Rabu, 24 April 2024 | 18:52
NEWS

Rakernis BRSDM KP Tahun 2022

Prof. Rokhmin Dahuri: Bangun Sektor Kelautan dan Perikanan Berdaulat Menuju Indonesia Emas 2045

Prof. Rokhmin Dahuri: Bangun Sektor Kelautan dan Perikanan Berdaulat Menuju Indonesia Emas 2045
Prof. Rokhmin Dahuri berbicara pada Rakernis BRSDM KP Tahun 2022

ASKARA - Badan Riset Dan Sumber Daya Manusia Kelautan Dan Perikanan (BRSDM KP) menggelar Rapat Kerja Teknis (Rakernis) Tahun 2022 dengan tema tema SDM Unggul, Ekonomi Biru Tangguh, Masyarakat Sejahtera di The Sultan Hotel and Residence, Jakarta, Selasa (2/8). Rakernis dalam rangka perumusan dukungan seluruh satuan kerja lingkup BRSDM terhadap 3 (tiga) Program Terobosan KKP tahun 2021 – 2024.

Penasehat Menteri Kelautan dan Perikanan-RI 2020 – 2024, Prof. Dr. Ir. Rokhmin Dahuri, MS lewat makalahnya berjudul “Repositioning BRSDM Menjadi BPSDMAK  Untuk Membangun Sektor Kelautan Dan Perikanan Yang Berdaya Saing, Mensejahterakan, Dan Berkelanjutan Menuju Indonesia Emas 2045, menjabarkan sejumlah persoalan bangsa Indonesia dan peluang Indonesia menjadi negara maju, adil, makmur dan berdaulat yakni dengan memanfaatkan potensi kekayaan alam dari sektor kelautan dan perikanan.

“Sejarah dan fakta empiris membuktikan, bahwa bangsa-bangsa yang maju, makmur, dan berdaulat sejak masa Kejayaan Romawi,  the Golden Age of Moslem (Abad-7 M s/d Abad-17 M) hingga Hegemoni Kapitalisme (Abad-18 M – sekarang) adalah mereka yang memiliki SDM berkualitas (unggul) yang mampu menguasai, menghasilkan, dan menerapkan hasil riset (inovasi IPTEKS) dalam segenap aspek kehidupan bangsa nya,” ujar Guru Besar Fakultas Perikanan dan Ilmu Kelautan-IPB University tersebut.

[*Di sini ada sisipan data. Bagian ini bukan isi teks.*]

Issue #85, opened 2019-11-22
Move Confirmation Page Mapping to the Api Service


martypowell:
- Move the mapping function from the ConfirmationPage component to the the mappings file
- Move the mapping function  call from the ConfirmationPage component to the the ApiService

PR #87, opened 2019-11-22
Move mapping and Add monthly Columns for Quarterly

tmccoy529:
This PR address both #85 and also a redesign of the quarterly confirmation page.

### DIFF
--- a/src/data/TaxReturnMapper.js
+++ b/src/data/TaxReturnMapper.js
@@ -54,36 +54,48 @@ const MapResponseDataForTaxReturn = taxReturn => {
   var totalMonthlyRemittedTax = 0;
 
   for (var i = 0; i < MonthlyData.length; i++) {
+    const {
+      GrossRentalCollected,
+      GovernmentExemptRentalCollected,
+      NonTransientRentalCollected,
+      PenaltyRemitted,
+      Year,
+      Month
+    } = MonthlyData[i];
+
     monthlyOccupancy = monthlyOccupancy.concat(
-      FormatCurrency(MonthlyData[i].GrossRentalCollected)
+      FormatCurrency(GrossRentalCollected)
     );
-    totalMonthlyOccupancy += parseFloat(MonthlyData[i].GrossRentalCollected);
+    totalMonthlyOccupancy += GrossRentalCollected;
 
     monthlyExemption = monthlyExemption.concat(
       FormatCurrency(
-        parseFloat(MonthlyData[i].GovernmentExemptRentalCollected) +
-          parseFloat(MonthlyData[i].NonTransientRentalCollected)
+        parseFloat(GovernmentExemptRentalCollected) +
+          parseFloat(NonTransientRentalCollected)
       )
     );
     totalMonthlyExemption +=
-      parseFloat(MonthlyData[i].GovernmentExemptRentalCollected) +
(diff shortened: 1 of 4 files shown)


src/data/TaxReturnMapper.js
```diff
@@ -23,6 +28,89 @@ const GetDataForMonth = (taxReturn, monthIndex) => {
...
+
+    monthSubmitted = monthSubmitted.concat(
+      GetFormatedDateTime(
+        new Date(MonthlyData[i].Month + "/01/" + MonthlyData[i].Year),
+        dateFormat
+      ) + " "
+    );
+  }
+
+  if (ReturnType === 1) {
```
martypowell: this line is particularly concerning, in the case that the database values can change, can we check the length of the data instead?

martypowell: probably object.keys of the months or something alogn those lines?

src/data/TaxReturnMapper.js
```diff
@@ -23,6 +28,89 @@ const GetDataForMonth = (taxReturn, monthIndex) => {
...
+    monthlyOccupancy = monthlyOccupancy.concat("$" + totalMonthlyOccupancy);
+    monthlyExemption = monthlyExemption.concat("$" + totalMonthlyExemption);
+    monthlyPenalty = monthlyPenalty.concat("$" + totalMonthlyPenalty);
+    monthlyRemittedTax = monthlyRemittedTax.concat(
+      "$" + totalMonthlyRemittedTax
+    );
+    monthSubmitted = monthSubmitted.concat("Totals");
+  }
+
+  const monthOfReturn = ReturnType === 1 ? 2 : 0;
```
martypowell: same applies here for return type

martypowell: i picutre something like

```js
const isMontly = Object.keys(total).length === 1;
```

tmccoy529: done

src/data/TaxReturnMapper.js
tmccoy529: done

martypowell:
@tmccoy529 noticed a couple things

- Can we make date header's bold
- The Bottom Right Total Bold
- Add confirmation number below "Transient Tax Return Submitted"

See here: http://staging.baltimorecountymd.gov/TransientTax/confirmation-quarterly.html

I think well probalby also want to remove the confimration number in front of Transient Occupancy Tax Return Details: but i haven't gotten confirmation

src/data/TaxReturnMapper.js
```diff
@@ -23,6 +34,135 @@ const GetDataForMonth = (taxReturn, monthIndex) => {
...
+
+  var totalMonthlyOccupancy = 0;
+  var totalMonthlyExemption = 0;
+  var totalMonthlyPenalty = 0;
+  var totalMonthlyRemittedTax = 0;
+  var totalMonthlyInterest = 0;
+  var totalMonthlyTaxCollected = 0;
+  var totalMonthlyNetRoomRental = 0;
+
+  for (var i = 0; i < MonthlyData.length; i++) {
```
martypowell: per the original comment, we shoudl really clean this up. We will want to address these along with https://github.com/baltimorecounty/react-transient-tax/issues/88.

Ia mengutip O’Connor and Kjollerstrom, 2008; Altbach and Salmi, 2011; dan Guggenheim, 2012 yang menegaskan, bahwa kemajuan dan kemakmuran suatu bangsa ditentukan oleh ‘innovation-driven economy’. “Terlebih di dunia yang hyper interconnected dan  globalisasi yang ciri utamanya free trade and competition, maka inovasi adalah kunci untuk memenangkan  persaingan,” ujarnya. Sayangnya, kata Prof. Rokhmin Dahuri, “Malangnya, dari semua indikator kualitas SDM, kapasitas IPTEK dan inovasi bangsa Indonesia, tak terkecuali di sektor Kelautan dan Perikanan, sampai sekarang tergolong rendah.”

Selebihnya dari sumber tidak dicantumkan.